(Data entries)
== Segment start ==

PR #1765, opened 2024-01-15
Stop requiring stuff from DSL compilers

### LINKED ISSUE #1759: Support for granular `rails` framework usage
Some Rails application may choose not to `require 'rails/all'`, and instead require the various Rails frameworks more granularly (e.g. maybe `activerecord` is not needed). Rails is different from most other gems/ecosystems in that the recommended way forward for applications is to continue to depend on the `rails` gem, but instead change the `require` statements in `config/application.rb`, rather than changing the application to actually include the individual gems in `Gemfile`.

Currently, Tapioca does not serve this use case well, requiring workaround for certain features.

For example,

- If using annotations, all the framework annotations will be downloaded. Tapioca does not support an exclusion mechanism for annotations, requiring the host app to either not use annotations, or manually delete the ones it does not want.
- If using `DSLs`, many of the frameworks will be `require`d by DSL compilers, which may lead to DSL RBIs being generated for some of their constants, even if the application does not use them. For example, the compiler which generates RBI for classes which use an `ActiveSupport::Concern` may generate RBI for various `ActiveRecord` modules, even if the host application does not use `ActiveRecord`. The host application may not want to disable that compiler, if it is using `ActiveSupport::Concern` in other places, leading to it needing to manually delete those RBI files (which then breaks `tapioca dsl --verify`).

## How will we know this is fixed?

This problem is addressed if Tapioca offers a way to support such application in which the host application does not need to alter the RBI generated by Tapioca in any way. It is acceptable for the host application to need to provide config in `sorbet/tapioca/config.yml` to configure Tapioca's behaviour (ideally this would be well documented).

## How is this currently addressed?

An application at Shopify has worked around these limitations in the following way:

- Adding a post RBI generation step in which unwanted annotations and DSL RBI files are removed.
- Wrapping `tapioca dsl --verify` in another script which scans the output, and if the only errors are the missing RBI which were delete, pretends `tapioca dsl --verify` succeeded and exits `0`.

paracycle:
### Motivation

Fix #1759

DSL compilers should not change the object space of the application they run in, and thus should not really be doing any requires. This commit removes all requires from DSL compilers, and instead relies on the application (or, in our case, the tests) to require the necessary files.

A DSL compiler should be responsible for checking if the constants it is expecting to have been loaded are actually loaded, and if not, it should not be defining the DSL compiler class at all.

### Implementation

- Remove all the `require` lines from DSL compilers, replace them with early returns guarding for `defined?` for relevant constants.
- Add necessary `require` lines inside `before_setup` methods in tests, so that they get required after we fork (for isolation), but before we load the actual DSL compiler class.

### Tests

Updates tests


tasks/generator_documentation.rake
```diff
@@ -107,7 +100,7 @@ task generate_dsl_documentation: :yard_for_generate_documentation do
   end
 
   def main
-    YARD::Registry.load!
+    Dir.glob("lib/tapioca/dsl/{compiler.rb,compilers/**/*.rb}").each { YARD.parse(_1) }
```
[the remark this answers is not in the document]
paracycle: Ah neat!

sambostock:
When do the compiler **extensions** get loaded? I see they still use the "attempt to require, or return" approach, but maybe that's fine?

lib/tapioca/dsl/compilers/aasm.rb
```diff
@@ -1,12 +1,7 @@
 # typed: strict
 # frozen_string_literal: true
 
-begin
-  require "active_record"
-  require "aasm"
-rescue LoadError
-  return
-end
+return unless defined?(AASM)
```
vinistock, line 4: This was requiring Active Record as well. Does the compiler need `ActiveRecord` to be defined too?

lib/tapioca/dsl/compilers/action_text.rb
```diff
@@ -1,11 +1,7 @@
 # typed: strict
 # frozen_string_literal: true
 
-begin
-  require "action_text"
-rescue LoadError
-  return
-end
+return unless defined?(ActiveRecord::Base)
```
vinistock, line 4: Should this check for action text as well?

lib/tapioca/dsl/compilers/url_helpers.rb
```diff
@@ -1,13 +1,7 @@
...
 # frozen_string_literal: true
 
-begin
-  require "rails"
-  require "action_controller"
-  require "action_view"
-rescue LoadError
-  return
-end
+return unless defined?(Rails) && defined?(ActionDispatch::IntegrationTest) && defined?(ActionView::Helpers)
```
vinistock, line 4: Why the integration test? 🤔

Morriar: We have a direct reference to it [lower](https://github.com/Shopify/tapioca/pull/1765/files#diff-180fc447bbffd314ea8493148a280ac33a13b94c4006aacb339daaa97ec45b1dR99) but I wonder if the check could be moved there 🤔

lib/tapioca/dsl/compilers/active_record_fixtures.rb
```diff
@@ -62,7 +55,7 @@ class << self
 
           sig { override.returns(T::Enumerable[Module]) }
           def gather_constants
-            return [] unless Rails.application
+            return [] unless defined?(Rails.application) && Rails.application
```
andyw8, line 58: Why is `return [] unless defined?(Rails.application)` not sufficient here?

andyw8:
Would it be worth adding a cop to prevent any accidental future use of `require` within DSL compilers?

paracycle:
> ~When do the compiler **extensions** get loaded? I see they still use the "attempt to require, or return" approach, but maybe that's fine?~
> 
> _Nevermind, I just missed them somehow..._ 🤦‍♂️

You actually make a great point. I need to change how extensions work, since they are loaded _before_ the application is loaded. As things stand, these extensions just won't work.

paracycle:
Ok, I've reworked the extensions to do lazy loading, and made the `UrlHelpers` compiler to work in a more fine-grained way. This PR should be ready for another round of reviews.

lib/tapioca/dsl/compilers/active_record_fixtures.rb
```diff
@@ -1,14 +1,7 @@
...
 
-begin
-  require "rails"
-  require "active_record"
-  require "active_record/fixtures"
-  require "active_support/test_case"
-rescue LoadError
-  return
-end
+return unless defined?(Rails) && defined?(ActiveSupport::TestCase) && defined?(ActiveRecord::TestFixtures)
```
Morriar, line 4: I wonder if we could define a `defined?(*args)` in self?

Morriar (approved):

== Segment end ==

EXERCISE INSTRUCTIONS: Take every line from the records above that has the word "them" and copy it.

SOLUTION FOR THIS EXERCISE:
- If using `DSLs`, many of the frameworks will be `require`d by DSL compilers, which may lead to DSL RBIs being generated for some of their constants, even if the application does not use them. For example, the compiler which generates RBI for classes which use an `ActiveSupport::Concern` may generate RBI for various `ActiveRecord` modules, even if the host application does not use `ActiveRecord`. The host application may not want to disable that compiler, if it is using `ActiveSupport::Concern` in other places, leading to it needing to manually delete those RBI files (which then breaks `tapioca dsl --verify`).
- Remove all the `require` lines from DSL compilers, replace them with early returns guarding for `defined?` for relevant constants.
> _Nevermind, I just missed them somehow..._ 🤦‍♂️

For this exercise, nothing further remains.